# Sullivan's Island



## SCsurf (Aug 26, 2015)

I am new to surfcasting and will be fishing Sullivan's Island end of September and October from the beach. My current set up is one of Tommy's 12' 3-7oz casting rods. What species am I fishing for at this time of year (I was hoping for drum)? What bait should I be using? How should I keep this bait fresh? What type of rig should I use/leader/etc? What time of the day/tide/moon phase? What test line mono/braid? Also, I need a reel for this rod. I am tied to shimano's and was looking at the Calcutta 700 but worry this is too bulky of a reel. Any other Shimano recommendations for this set up maybe a Torium?


----------



## IPNURWATER (Aug 20, 2013)

Akios.go to Tommy website.


----------



## SmoothLures (Feb 13, 2008)

I don't like the Akios/Abus for drum. Yeah they've landed a ton and will continue to catch tons, and I've caught a 42" on a Blue Yonder, I much prefer getting them in and released as fast as possible instead of tiring them out with lighter gear. 

Penn 525 Mag, Squall 15, Daiwa Sealine-X 20 or 30, Saltist 20 or 30, Jigmasters, etc.

You don't want a levelwind like the Calcutta.


----------



## RjTheMetalhead (Dec 3, 2011)

Buy some nice reel like a Penn Squall or Fathom 15 or Daiwa 20, load it with #17 mono and #50 shock and sling a 6oz sinker and mullet head as far as you can.

Get a piece of **** reel on a 7 foot ugly stick with #12 mono. Double bottom rig with fresh shrimp, cut mullet or sand fleas. 3oz pyramid
Lob it gracefully 5 yards into the surf where it will catch good table fish like pompano, whiting, slot reds and blacks while your expensive 13ft rod gets shark after shark run to get one or two drum on the beach.


----------



## SCsurf (Aug 26, 2015)

SmoothLures said:


> I don't like the Akios/Abus for drum. Yeah they've landed a ton and will continue to catch tons, and I've caught a 42" on a Blue Yonder, I much prefer getting them in and released as fast as possible instead of tiring them out with lighter gear.
> 
> Penn 525 Mag, Squall 15, Daiwa Sealine-X 20 or 30, Saltist 20 or 30, Jigmasters, etc.
> 
> You don't want a levelwind like the Calcutta.

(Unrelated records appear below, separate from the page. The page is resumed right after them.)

Issue #19, opened 2016-06-06
Digraph canonical labelling not respecting colours


james-d-mitchell:
Originally reported by: **Finn Smith (Bitbucket: [flsmith](http://bitbucket.org/flsmith), GitHub: [flsmith](http://github.com/flsmith))**

---

I might have misunderstood the point behind this function, but I'm confused by the example that is given in the manual

```
#!GAP

gap> G := Digraph(10, [1, 1, 3, 4, 4, 5, 8, 8], [6, 3, 3, 9, 10, 9, 4, 10]);
<digraph with 10 vertices, 8 edges>

gap> DigraphCanonicalLabelling(G, [1, 1, 1, 1, 2, 3, 1, 3, 2, 1]);
(1,4,5,7)(3,6,9,8,10)
```

I can't see in what sense this result respects colouring.

In the different encoding of coloured digraphs I have, I get a different result... which also seems not to respect colouring.

---
- Bitbucket: https://bitbucket.org/james-d-mitchell/digraphs/issue/19

wilfwilson:
I've convinced myself, and talked to @flsmith about it, that `DigraphCanonicalLabelling` is working correctly with respect to colours. However, I think that Finn is right to be confused by the documentation. I'll improve the documentation and then close this issue.

wilfwilson:
The documentation essentially gave the impression that `DigraphCanonicalLabelling` for a coloured digraph returns a permutation that fixes the colouring.

wilfwilson:
This was sorted out by #49, and released in `v0.7.0`.

Issue #40, opened 2017-01-23
DigraphGroup doesn't record group Size


ChrisJefferson:
DigraphGroup should be able to extract from bliss the size of the found group, and attach it to the group. This information would be very useful, as I have a group where DigraphGroup took 3 seconds, but Size is still not finished, and has taken over 10 minutes.

james-d-mitchell:
This is a good idea. 

@ChrisJefferson Do you have any idea how to get the size from bliss? On very quick inspection, I can't seem to find a method which returns the size, and in `defs.hh` it seems to suggest that `gmp` is required to do this.

ChrisJefferson:
@saadattieh 's alternative implementation is now complete. The main useful features it will bring are:

1) Canonical image works properly with partitions (fixes #19)
2) DigraphGroup will return a group with the known Size, and also a valid stabilizer chain (if wanted.. I suspect it will be wanted)
3) Faster, and with (optional) parallelisation.

I suggest to start with we plug both systems in (partly for comparision), then later bliss can be removed if the replacement is always better. We could also just have a "big bang" were bliss is replaced.

james-d-mitchell:
This sounds really good. I'm happy with either a big bang or a both systems, the latter might be a bit more complicated than necessary. We can always compare the development version with the release version. Do you want one of us to do this or will you and @saadattieh?

wilfwilson:
@ChrisJefferson What's the status/location of @SaadAttieh's implementation? Do you still recommend integrating it into Digraphs?

james-d-mitchell:
I was wondering about this recently too.

ChrisJefferson:
Hi!

Sorry, going back to an old, old PR.

As this is a useful feature, and hungry seems to have gotten stuck on some subtle bugs we are probably never going to fix, I've decided to just add this to Bliss instead. I have hacked up the feature in bliss, it would be useful to have someone to work with me on the digraphs side of things.

PR #49, opened 2017-03-10
Improve user-facing isomorphism and canonical labelling functions, especially with colourings

wilfwilson:
This PR adds support for isomorphism testing, and isomorphism finding, for *coloured* digraphs.

---

Previously in the Digraphs package... you could ask for the automorphism group of a coloured digraph without multiple edges (i.e. the subgroup of the automorphism of the digraph consisting of those elements that preserve the colouring), and you could ask for the canonical labelling of a coloured digraph without multiple edges.

I've now added similar support for coloured digraphs to the operations `IsIsomorphicDigraph` and `IsomorphismDigraphs`, for testing whether two coloured digraphs without multiple edges are isomorphic as coloured digraphs (i.e. whether there exists an isomorphism between the digraphs that respects the colourings of the vertices).

In addition to these new features, I've made minor improvements to the existing code, such as checking in `IsIsomorphicDigraph` whether the two digraphs are equal before going on to compute a canonical labelling.

The main change of this type is a new global function `DIGRAPHS_ValidateVertexPartition`. Creating this function allows me to replace a large amount of duplicated code which existed to validate whether the "colouring" given as an argument to `AutomorphismGroup` or `DigraphCanonicalLabelling` was indeed a valid colouring of the relevant digraph. This is now also used by `IsIsomorphicDigraph` and `IsomorphismDigraphs`.

Given a non-negative integer `n` and a homogeneous list `partition`, this `DIGRAPHS_ValidateVertexPartition` tests whether `partition` is a valid partition `[1 .. n]`. A valid partition of `[1 .. n]` is either:
1. a list of length `n` consisting of numbers in the range `[0 .. n]` (so that `partition[i]` is the colour of vertex `i`), or
2. a list of non-empty disjoint lists whose union is `[1 .. n]` (so that `partition[i]` is the list of those vertices with colour `i`).

If `partition` *is* a valid partition of `[1 .. n]` then it returns the partition in form 1 (this is the form that bliss likes); otherwise it returns `fail`.

This is both a more and less permissive definition of colouring than existed previously.

It's more permissive, since in the first form, I now allow the colour `0` to be used. This is because:

* bliss works fine with any colour in the range `[0 .. n]` (but not outside of this range), and
* in the Semigroups package, a method for `CanonicalBooleanMat` calculates the canonical labelling of a particular colouring digraph which uses colours 0 and 1. Since colour 0 is not currently allowed in Digraphs, this method uses `DIGRAPH_CANONICAL_LABELING_COLORS`. I think it would be better if this method used the operation `DigraphCanonicalLabelling` for a digraph and a colouring.

It's less permissive, since in the second form, I now require the list to consist of *disjoint* lists. This was currently allowed, but to my mind that was a mistake, as it doesn't make sense for a vertex to have two colours.

In time, this global function should also replace the validation of the colouring given to `HomomorphismDigraphsFinder`.

---

However, the main work on this PR is an improvement to documentation all of the functions `AutomorphismGroup`, `DigraphCanonicalLabelling`, `IsIsomorphicDigraph`, and `IsomorphismDigraphs` in the file `bliss.*`.

The previous documentation for these functions was either incorrect, incomplete, or confusing (this confusion prompted issue #19). It certainly left me scratching my head for a while. I've tried to make the documentation as clear, as thorough, and as helpful as possible.

---

As an aside, since in the `bliss.xml` documentation we talk a lot about colourings, where we simply mean a labelling, I now emphasise in the documentation for `DigraphColouring` and `ChromaticNumber` that these colourings are special in some sense -- they are *proper* colourings.

### DIFF
--- a/doc/attr.xml
+++ b/doc/attr.xml
@@ -13,17 +13,19 @@
   <Attr Name="ChromaticNumber" Arg="digraph"/>
   <Returns> A non-negative integer.</Returns>
   <Description>
-    A digraph coloring is a labeling of the vertices (using precisely <A>n</A>
-    colors) in such a way that two adjacent vertices can not have the same
-    label.  Alternatively, it can be defined to be a <Ref
-      Oper="DigraphEpimorphism"/> from <A>digraph</A> onto a complete digraph
-    with <A>n</A> vertices.<P/>
+    A <E>proper colouring</E> of a digraph is a labelling of its
+    vertices in such a way that adjacent vertices have different labels.
+    Equivalently, a proper digraph colouring can be defined to be a <Ref
+      Oper="DigraphEpimorphism"/> from a digraph onto a complete digraph. <P/>
 
-    <C>ChromaticNumber</C> returns the least non-negative integer <C>n</C> such
-    that there is a coloring of the loopless digraph <A>digraph</A> with
-    <C>n</C> colors.  In other words, <C>ChromaticNumber</C> returns the least
-    value <C>n</C> such that <C>DigraphColoring(<A>digraph</A>, n)</C> does not
-    return <K>fail</K>.
+    If <A>digraph</A> is a digraph without loops (see <Ref
+      Prop="DigraphHasLoops"/>, then <C>ChromaticNumber</C> returns the least
+    non-negative integer <C>n</C> such that there is a proper colouring of
+    <A>digraph</A> with <C>n</C> colours.  In other words, for a digraph with at
+    least one vertex, <C>ChromaticNumber</C> returns the least number <C>n</C>
+    such that <C>DigraphColouring(<A>digraph</A>, n)</C> does not return
+    <K>fail</K>. See <Ref Oper="DigraphColouring"
+      Label="for a digraph and a number of colours"/>.
 
     <Example><![CDATA[
 gap> ChromaticNumber(NullDigraph(10));
--- a/doc/bliss.xml
+++ b/doc/bliss.xml
@@ -2,6 +2,7 @@
 ##
 #W  bliss.xml
 #Y  Copyright (C) 2014-17                               James D. Mitchell
+##                                                         Wilf A. Wilson
 ##
 ##  Licensing information can be found in the README file of this package.
 ##
@@ -11,83 +12,59 @@
 <#GAPDoc Label="AutomorphismGroupDigraph">
 <ManSection>
   <Attr Name="AutomorphismGroup" Label="for a digraph" Arg="digraph"/>
-  <Oper Name="AutomorphismGroup" Label="for a digraph and a homogeneous list"
-    Arg="digraph, colors"/>
   <Returns>A permutation group.</Returns>
   <Description>
-    If <A>digraph</A> is a digraph without multiple edges, then this function
-    returns the automorphism group of <A>digraph</A>, as a group of
-    permutations on the vertices of <A>digraph</A>. <P/>
+    If <A>digraph</A> is a digraph, then this attribute contains the group of
+    automorphisms of <A>digraph</A>.  An <E>automorphism</E> of <A>digraph</A>
+    is an isomorphism from <A>digraph</A> to itself. See <Ref
+      Oper="IsomorphismDigraphs" Label="for digraphs" /> for more information
+    about isomorphisms of digraphs. <P/>
 
-    If the <A>colors</A> argument is specified, then the group will consist of
-    only those automorphisms which respect the given colouring.  The colouring
-    <A>colors</A> can be in one of two forms: <P/>
+    The form in which the automorphism group is returned depends on whether
+    <A>digraph</A> has multiple edges; see <Ref Prop="IsMultiDigraph" />. <P/>
 
     <List>
+      <Mark>for a digraph without multiple edges</Mark>
       <Item>
-        A list of positive integers of size the number of vertices of
-        <A>digraph</A>, where <A>colors</A><C>[i]</C> is the colour of vertex
-        <C>i</C>.
+        If <A>digraph</A> has no multiple edges, then the automorphism group is
+        returned as a group of permutations on the vertices of <A>digraph</A>.
       </Item>
+      <Mark>for a multidigraph</Mark>
       <Item>
-        A list of lists, such that <A>colors</A><C>[i]</C> is a list of all
-        vertices with colour <C>i</C>.
+        If <A>digraph</A> is a multidigraph, then the automorphism group is
+        a group of permutations on the vertices and edges of <A>digraph</A>.
+        <P/>
+
+        For convenience, the group is returned as the direct product <C>G</C> of
+        the group of automorphisms of the vertices of <A>digraph</A> with the
+        stabiliser of the vertices in the automorphism group of the edges. These
+        two groups can be accessed using the operation <Ref Oper="Projection"
+          Label="for a domain and a positive integer" BookName="ref"/>, with the
+        second argument being <C>1</C> or <C>2</C>, respectively. <P/>
+
+        The permutations in the group <C>Projection(G, 1)</C> act on the
+        vertices of <A>digraph</A>, and the permutations in the group
+        <C>Projection(G, 2)</C> act on the indices of
+        <C>DigraphEdges(<A>digraph</A>)</C>.
       </Item>
     </List>
 
-    The automorphism group is found using <URL
-      Text="bliss">http://www.tcs.tkk.fi/Software/bliss/index.html</URL> by
-    Tommi Junttila and Petteri Kaski.
+    The automorphism group is found using &bliss; by Tommi Junttila and Petteri
+    Kaski.
 
     <Example><![CDATA[
 gap> johnson := DigraphFromGraph6String("E}lw");
 <digraph with 6 vertices, 24 edges>
-gap> AutomorphismGroup(johnson);
+gap> G := AutomorphismGroup(johnson);
 Group([ (3,4), (2,3)(4,5), (1,2)(5,6) ])
-gap> Size(last);
-48
+gap> StructureDescription(G);
+"C2 x S4"
 gap> cycle := CycleDigraph(9);
 <digraph with 9 vertices, 9 edges>
-gap> a := AutomorphismGroup(cycle);;
-gap> StructureDescription(a);
+gap> G := AutomorphismGroup(cycle);
+Group([ (1,2,3,4,5,6,7,8,9) ])
+gap> StructureDescription(G);
 "C9"
-gap> a := AutomorphismGroup(cycle, [1, 2, 3, 1, 2, 3, 1, 2, 3]);;
-gap> StructureDescription(a);
-"C3"
-gap> a := AutomorphismGroup(cycle, [[1, 4, 7], [2, 5, 8], [3, 6, 9]]);;
-gap> StructureDescription(a);
-"C3"
-]]></Example>
-    </Description>
-  </ManSection>
-<#/GAPDoc>
-
-<#GAPDoc Label="AutomorphismGroupMultiDigraph">
-  <ManSection>
-    <Attr Name="AutomorphismGroup" Label="for a multidigraph" Arg="digraph"/>
-    <Returns>A direct product of permutation groups.</Returns>
-    <Description>
-    If <A>digraph</A> is a multidigraph, then this function returns the
-    automorphism group of <A>digraph</A>, as a group of permutations on the
-    vertices and edges of <A>digraph</A>.<P/>
-
-    For convenience, the returned group is the direct product of the group of
-    automorphisms of the vertices of <A>digraph</A> with the stabiliser of the
-    vertices in the automorphism group of the edges. These two groups can be
-    accessed using the <Ref Oper="Projection"
-      Label="for a domain and a positive integer" BookName="ref"/> with second
-    argument <C>1</C> and <C>2</C>,
-    respectively.
-    <P/>
-
-    The permutations in the automorphism group of the edges act on the indices
-    of the edges of <A>digraph</A>.<P/>
-
-    The automorphism group is found using <URL
-      Text="bliss">http://www.tcs.tkk.fi/Software/bliss/index.html</URL> by
-    Tommi Junttila and Petteri Kaski.
-
-    <Example><![CDATA[
 gap> gr := DigraphEdgeUnion(CycleDigraph(3), CycleDigraph(3));
 <multidigraph with 3 vertices, 6 edges>
 gap> G := AutomorphismGroup(gr);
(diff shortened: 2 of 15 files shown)


wilfwilson:
Note: this PR makes no changes to anything at the C or C++ level, nor does any of the new code directly interface with any C functions. In particular, the new methods for `IsIsomorphicDigraph` and `IsomorphismDigraphs` call the already-existing `DigraphCanonicalLabelling` methods. Therefore this PR is entirely independent of any changes that we may or may not be making the software underpinning this package (see the discussion on issue #40).

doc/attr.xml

Can you expand on why I don't want a levelwind?


----------



## RjTheMetalhead (Dec 3, 2011)

SCsurf said:


> Can you expand on why I don't want a levelwind?


They are like training wheels on a bicycle.
You don't need them at all. Your thumb is the best level device on this earth


----------



## ez2cdave (Oct 13, 2008)

SCsurf said:


> Can you expand on why I don't want a levelwind?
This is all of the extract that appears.